PR #22583, opened 2022-10-14
new: add information of line detail origin and source into stock mouvement

FHenry:
fix: refactor stock mvt on expedition into one method (better than duplicate code into valid and setCloture (with actuel difference...))
new: add element source and origin info into stockmvt attribute (that are not saved so no harm), but can be very useful into trigger STOCK_MOVEMENT to identify the real origin (Order line ID and Exepedition line ID, .... other) of the mvt stock


altairis-noe:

◆ ◆ ◆ ◆

Would you copy out exactly the lines above that start at the one containing "new: add information" and end at the one containing "fix: refactor stock", inclusive?

new: add information of line detail origin and source into stock mouvement

FHenry:
fix: refactor stock mvt on expedition into one method (better than duplicate code into valid and setCloture (with actuel difference...))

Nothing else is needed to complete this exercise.